Interest in ketamine has been growing in recent years. An article in the November 2016 Frontiers of Human Neuroscience headlined "Ketamine: 50 Years of Modulating the Mind" traced how the compound "was introduced into clinical practice in the 1960s and continues to be both clinically useful and scientifically fascinating. With considerably diverse molecular targets and neurophysiological properties, ketamine's effects on the central nervous system remain incompletely understood," although "evidence indicates that ketamine-mediated anesthesia may occur via disruption of corticocortical information transfer in a frontal-to-parietal ('top down') distribution." The mechanism has been demonstrated with anesthetics in other pharmacological classes as well, and ketamine "remains invaluable to the fields of anesthesiology and critical care medicine, in large part due to its ability to maintain cardiorespiratory stability while providing effective sedation and analgesia," the article said, citing refractory depression and post-traumatic stress disorder as potential indications.

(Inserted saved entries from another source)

PR #6013, opened 2026-05-01
feat: Adding stack target tip

yhakbar:
## Description

Adds a tip that explains to users they might get unexpected results when using filters targetign a stack without the `| type=stack` in-fix expression.

Shows a suggested update to the filter that adds `| type=stack` to correctly target the stack, and links them to the docs.

## TODOs

- [x] Update the docs.

## Release Notes (draft)

## Summary by CodeRabbit

* **New Features**
  * Added a tip that alerts when a --filter resolves to a stack directory but is not restricted with | type=stack; appears for relevant commands and offers a suggested rewrite and suppression option.
  * Bare dot (.) is now supported as a working-directory filter.

* **Documentation**
  * Changelog updated with the new stack-target tip behavior.

* **Tests**
  * Added unit and integration tests covering the tip and the bare-dot/filter parsing.


internal/tips/stack_target.go
```diff
@@ -0,0 +1,111 @@
...
+// Expression.IsRestrictedToStacks() is true. The contract holds because `|`
+// is the only infix operator in the filter grammar and `!` binds tighter, so
+// appending `| type=stack` always produces an InfixExpression whose right
+// side is the stack-type attribute filter.
+func SuggestStackTargetRewrite(originalQuery string) string {
+	return originalQuery + " | type=stack"
+}
+
+func containsGlobMeta(s string) bool {
+	return strings.ContainsAny(s, "*?[")
```
denis256: Not sure if ti will handle cases of `{}`, like `./envs/{prod,stg}`

internal/tips/stack_target.go
```diff
@@ -0,0 +1,111 @@
...
+
+// SuggestStackTargetRewrite returns the suggested replacement for a filter
+// query that targets a stack directory but is missing `| type=stack`.
+//
+// Tests pin the contract that the returned string parses to a filter whose
+// Expression.IsRestrictedToStacks() is true. The contract holds because `|`
+// is the only infix operator in the filter grammar and `!` binds tighter, so
+// appending `| type=stack` always produces an InfixExpression whose right
+// side is the stack-type attribute filter.
+func SuggestStackTargetRewrite(originalQuery string) string {
```
denis256: Why do we export SuggestStackTargetRewrite()? Looks like it's only invoked in tests

denis256 (dismissed):

internal/tips/stack_target.go
yhakbar: Because it's invoked in tests. We only test the public surface of packages.

internal/tips/stack_target.go
yhakbar: We don't need to worry about that because of how filters handle `{}`.

docs/src/data/changelog/v1.0.5/stack-target-missing-type-stack-tip.mdx
```diff
@@ -0,0 +1,10 @@
+---
+version: "v1.0.4"
```
denis256: Version I think should be 1.0.5

internal/tips/stack_target.go
```diff
@@ -0,0 +1,115 @@
...
+		if filterTargetsStackDir(f, fs, workingDir) {
+			offenders = append(offenders, f.String())
+		}
+	}
+
+	if len(offenders) == 0 {
+		return
+	}
+
+	tip.Message = buildStackTargetMessage(offenders)
```
denis256: Changing tip.Message in an unsynchronized way - for run -all case may lead to losing the message value

docs/src/data/changelog/v1.0.5/stack-target-missing-type-stack-tip.mdx
yhakbar: Fixed.

internal/tips/stack_target.go
yhakbar: I don't think this should happen, given that it validates the filters early before runs start, but I added synchronization to be safe.

internal/cli/commands/run/run.go
```diff
@@ -17,15 +17,19 @@ import (
...
 	"github.com/gruntwork-io/terragrunt/internal/vexec"
+	"github.com/gruntwork-io/terragrunt/internal/vfs"
 	"github.com/gruntwork-io/terragrunt/pkg/config"
 	"github.com/gruntwork-io/terragrunt/pkg/log"
 	"github.com/gruntwork-io/terragrunt/pkg/options"
 )
 
 // Run runs the run command.
 func Run(ctx context.Context, l log.Logger, opts *options.TerragruntOptions) error {
+	tips.GiveStackTargetTip(l, vfs.NewOSFS(), opts.WorkingDir, opts.Filters, opts.Tips)
```
denis256, line 31: Not sure if it will work in case of ` terragrunt run --filter ... `

1. internal/cli/flags/shared/filter.go:44 sets opts.RunAll = true when --filter is used
2. When internal/cli/commands/run/cli.go:38-39 checks tgOpts.RunAll and returns directly
  to runall.Run(ctx, l, tgOpts)
3. Because of that early return, internal/cli/commands/run/run.go:31, where tips.GiveStackTargetTip(...) is called, is not reached for terragrunt run --filter ....

internal/tips/stack_target.go
```diff
@@ -0,0 +1,114 @@
...
+// SuggestStackTargetRewrite returns the suggested replacement for a filter
+// query that targets a stack directory but is missing `| type=stack`. It is
+// exported so the contract test can pin its behavior from a `tips_test`
+// black-box test.
+//
+// The contract holds because `|` is the only infix operator in the filter
+// grammar and `!` binds tighter, so appending `| type=stack` always produces
+// an InfixExpression whose right side is the stack-type attribute filter.
+func SuggestStackTargetRewrite(originalQuery string) string {
+	return originalQuery + " | type=stack"
```
denis256, line 59: Not sure about this append - if I will have something like `./envs/prod | !type=stack`, it will add an ambiguous string text `| type=stack`

internal/tips/stack_target.go
```diff
@@ -0,0 +1,114 @@
...
+		candidate := pe.Value
+		if !filepath.IsAbs(candidate) {
+			candidate = filepath.Join(workingDir, candidate)
+		}
+
+		stackFile := filepath.Join(candidate, config.DefaultStackFile)
+
+		exists, err := vfs.FileExists(fs, stackFile)
+		if err != nil || !exists {
+			return true
```
denis256, line 111: Possible hiding of error from filesystem

internal/tips/stack_target.go
```diff
@@ -0,0 +1,114 @@
...
+
+	return b.String()
+}
+
+// containsGlobMeta reports whether s contains any glob metacharacter that can
+// appear in a parsed PathExpression.Value. The filter lexer emits '[', '{',
+// '}', and ']' as their own tokens, so the only reachable meta chars here are
+// '*', '?', and '\\'.
+func containsGlobMeta(s string) bool {
+	return strings.ContainsAny(s, "*?\\")
```
denis256, line 140: Will it catch Windows paths?

denis256 (dismissed):

internal/tips/stack_target.go
yhakbar: Windows paths can't get here anyways. Users have to normalize paths to forward slashes for glob compatibility.

internal/tips/stack_target.go
yhakbar: Added debug log.

internal/tips/stack_target.go
yhakbar: Good catch. Excluding any situation where the type is explicitly defined.

internal/cli/commands/run/run.go
yhakbar: Added extra call in alternate path.

denis256 (approved):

The following year, a paper in The Lancet found that "based on current evidence, ketamine use for severe, treatment-resistant depression does not violate ethical principles; however, clinicians and professional bodies must take steps to ensure that guidelines for good practice are enacted, that all experimental and trial data are made available through national registries, and that the risk potential of ketamine treatment continues to be monitored and modelled." The Journal of the American Medical Association Psychiatry the same year warned in a paper about the "relatively small sample sizes, lack of longer-term data on efficacy, and limited data on safety" with ketamine in depression.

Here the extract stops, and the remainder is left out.